Le ministre iranien des Affaires étrangères, Abbas Araghchi, a réagi, jeudi 20 août, aux menaces de lancement d’une opération économique contre l’Iran brandies par le président américain Donald Trump, déclarant que « persister dans la poursuite de politiques vouées à l’échec ne fera qu’entraîner davantage de défaites et suscitera l’hostilité des Iraniens ».
Il a ajouté que la menace de « lancer une opération économique » contre l’Iran vise en réalité à détourner l’attention de l’opinion publique américaine des crises financières intérieures de ce pays, à savoir une dette sans précédent et une hausse vertigineuse des taux d’intérêt bancaires.
« Ce qu’on appelle le “Jour J économique” n’est qu’une diversion destinée à détourner l’attention de la véritable crise que traverse l’Amérique : une dette sans précédent et une flambée des coûts d'intérêt », a-t-il déclaré.

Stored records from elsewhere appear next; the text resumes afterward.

Issue #2301, opened 2017-01-19
Async deployment creates temp deployment without acquiring lock


nickwalkmsft:
Calling /deploy?isAsync=true to run a background deployment creates the temporary deployment before acquiring the deployment lock.

https://github.com/projectkudu/kudu/blob/ee38ddde4405be333c1f724ea6ea16031eac046f/Kudu.Services/ServiceHookHandlers/FetchHandler.cs#L150

If the status of the latest deployment is requested from Kudu between the time the temp deployment is created and the time the lock is acquired, the status-retrieval logic detects the presence of a temp deployment but does not perceive a deployment occurring. As a result, it marks the temp deployment as failed, and then returns it as the latest deployment. Later, when the deployment actually completes, the status will be reflected correctly.

The window during which this can occur is normally tiny, but I have intermittently reproduced this on a production Linux site when requesting a deployment via an update to the site's sourceControl resource in ARM, which starts polling the completion status immediately after making the deployment request. My guess is that the nature and resource load of the site were such that the task that runs the background deployment takes a long time to start, or the lock takes a long time to acquire, or both. When Kudu responds to the poll request with the failure status of the temp deployment, the admin API called by ARM permanently marks the operation as failed. **This makes source control updates via Resource Explorer or template deployments look like they failed, even if they eventually completed successfully.**

nickwalkmsft:
Reproduced by manipulating thread timing in debugger.

Looking at the timestamps of logs in a production Linux instance it's easy to see how it would be possible for the front end's status request to come after the temp deployment is completed but before the lock is taken, especially under load.

nickwalkmsft:
Closing as fixed.

PR #2315, opened 2017-01-31
Fix for #2301

nickwalkmsft:
Fix for #2301 

For background deployments, create the temp deployment only after acquiring the deployment lock. If the deployment was requested as isAsync, wait (with timeout) for the temp deployment to be created before returning to the caller.

### DIFF
--- a/Kudu.Services/ServiceHookHandlers/FetchHandler.cs
+++ b/Kudu.Services/ServiceHookHandlers/FetchHandler.cs
@@ -140,21 +140,15 @@ namespace Kudu.Services
                 {
                     using (_tracer.Step("Start deployment in the background"))
                     {
-                        ChangeSet tempChangeSet = null;
-                        IDisposable tempDeployment = null;
-                        if (isAsync)
-                        {
-                            // create temporary deployment before the actual deployment item started
-                            // this allows portal ui to readily display on-going deployment (not having to wait for fetch to complete).
-                            // in addition, it captures any failure that may occur before the actual deployment item started
-                            tempDeployment = _deploymentManager.CreateTemporaryDeployment(
-                                                            Resources.ReceivingChanges,
-                                                            out tempChangeSet,
-                                                            deployInfo.TargetChangeset,
-                                                            deployInfo.Deployer);
-                        }
-
-                        PerformBackgroundDeployment(deployInfo, _environment, _settings, _tracer.TraceLevel, context.Request.Url, tempDeployment, _autoSwapHandler, tempChangeSet);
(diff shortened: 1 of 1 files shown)


Kudu.Services/ServiceHookHandlers/FetchHandler.cs
```diff
@@ -422,7 +423,11 @@ public static void PerformBackgroundDeployment(DeploymentInfo deployInfo, IEnvir
                 {"method", "POST"}
             });
 
-            Task.Run(() =>
+            // For monitoring creation of temp deployment
+            var tcs = new TaskCompletionSource<object>();
```
suwatch: why not simply auto or manual reset event?

Kudu.Services/ServiceHookHandlers/FetchHandler.cs
```diff
@@ -476,6 +498,13 @@ public static void PerformBackgroundDeployment(DeploymentInfo deployInfo, IEnvir
                     backgroundTrace.Dispose();
                 }
             });
+
+            if (waitForTempDeploymentCreation)
+            {
+                // Wait until the temp deployment is created before returning
+                var timeout = TimeSpan.FromSeconds(5);
+                await Task.WhenAny(tcs.Task, Task.Delay(timeout));
```
suwatch: Task.Delay will have an orphan timer in happy.   It will be moot if using auto/manual reset event.   If timeout what to do? Nothing if this is simply best effort to reduce (but not eliminate) the race temp deployment issue.

Kudu.Services/ServiceHookHandlers/FetchHandler.cs
nickwalkmsft: TCS was a little "friendlier" for the situation. ARE/MRE require disposal, try/catch check for ObjectDisposedException when calling Set() (if the timeout fires first, we'll dispose it before Set() gets called), and you can await a TCS task directly.

Kudu.Services/ServiceHookHandlers/FetchHandler.cs
nickwalkmsft: After reviewing a few things, I am getting rid of the timeout. It was intended to be a safeguard against the response never being returned if something went really wrong, but now I see that the only caller that will trigger this codepath is the frontend/ARM, and its behavior heavily depends on the temp deployment being created before the response is returned.

Instead of falling back on a timeout, it will fall back on the completion of the deployment task itself, in case it blew up early or failed to run for some odd reason.

suwatch:
:shipit:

M. Araghchi a souligné dans une publication sur X que « le terrorisme économique américain menace l’économie mondiale et la souveraineté nationale des pays à travers le monde ».
Le président américain Donald Trump a annoncé mercredi sur son compte « Truth Social », le lancement de ce qu'il a qualifié d'« opération économique la plus dévastatrice » de l’histoire contre l'Iran.

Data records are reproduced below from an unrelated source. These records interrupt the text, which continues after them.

PR #2320, opened 2017-02-11
kudusync needs to use LF and mono

michimune:
Since kudusync is supposed to run on Linux, all line break characters need to be LF instead of CRLF.
Also kudusync.NET.exe cannot be directly executed without mono.

### DIFF
--- a/Kudu.Core/Scripts/kudusync
+++ b/Kudu.Core/Scripts/kudusync
@@ -1,4 +1,4 @@
 #!/bin/sh
-"$0.NET.exe" "$@"
+mono "$0.NET.exe" "$@"
 ret=$?
 exit $ret
--- a/Kudu.Core/Scripts/kudusync
+++ b/Kudu.Core/Scripts/kudusync
@@ -1,4 +1,10 @@
 #!/bin/sh
-mono "$0.NET.exe" "$@"
+
+# Use mono if it is available
+MONO=
+mono --version >/dev/null 2>/dev/null
+if [ $? -eq 0 ]; then MONO=mono; fi
+
+$MONO "$0.NET.exe" "$@"
 ret=$?
 exit $ret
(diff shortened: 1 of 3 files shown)


Kudu.Core/Scripts/kudusync
```diff
@@ -1,4 +1,4 @@
 #!/bin/sh
-"$0.NET.exe" "$@"
+mono "$0.NET.exe" "$@"
```
davidebbo: We need to make sure that this file is never used on Windows, or it will be broken.

nickwalkmsft: Gah I said the same thing but didn't commit my review :)

Windows or no, isn't this file already used _somewhere_ and working?

davidebbo: I guess it must be used when users generate a custom deployment script and choose bash for the type. We need to test this.

michimune: I see. What about checking OS type, then? If it's Unix then prepend mono at the line. Does this logic sound right?

davidebbo: Yes, I think so. Note that to make things more confusing, we have 2 versions of kudusync: kudusync.net and kudusync (in different ProjectKudu repos). In Azure, we use kudusync.net, but I don't quite recall when the other one is used.

michimune:
Added logic to check mono and use it if available.
For the multiple kudusync versions, I found that there was node version of kudusync. But this shell script is explicitly invoking kudusync.NET.exe and I am not changing it. So I don't think my change will affect the behavior.

Anyway I want to test it on Windows but I don't know how. Is there an easy way to test?

nickwalkmsft:
This has been superseded by a fix to the Kudu Docker image in appsvc. The script in question is only intended to be called as a shim when a user supplies a custom bash deployment script on Windows. @michimune, please close this PR at your convenience.

michimune:
Great! I will close this and open a new PR for the InvalidOperationException issue.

« J’annonce l’opération économique la plus dévastatrice jamais menée contre un quelconque pays ! », a-t-il dit. « J’annonce également que tout pays qui autorisera ses institutions financières, ses entreprises, ses aéroports ou ses organismes gouvernementaux à fournir quelque type de soutien que ce soit à l’Iran sera confronté à de graves conséquences économiques. »
Cette menace survient alors que sa guerre contre l’Iran, lancée aux côtés du régime israélien le 28 février, n’a atteint aucun de ses objectifs.
Dans son message, M. Araghchi a partagé deux articles du New York Times et de CNN sur la dette nationale américaine, qui a dépassé les 40 000 milliards de dollars. Selon le New York Times, cette dette a franchi ce seuil, pour la première fois mercredi, un cap inquiétant pour une économie fragilisée par des décennies d’emprunts destinés notamment à financer les dépenses militaires, les programmes de protection sociale et les réductions d’impôts de Trump.
Rien que cette année, les États-Unis sont en voie d’emprunter plus de 2 000 milliards de dollars pour faire face à leurs obligations, notamment les dépenses liées à la guerre d'agression contre Iran et les réductions d’impôts adoptées par les républicains en 2025.
CNN, citant un rapport du département du Trésor, a également souligné l’aggravation de l’endettement américain. La dette fédérale a atteint un niveau record de 40 000 milliards de dollars mardi.
L’Iran a déclaré que les précédentes campagnes de pression américaines n’avaient pas réussi à modifier la politique de Téhéran et a averti que la répétition de la même approche produirait des résultats similaires.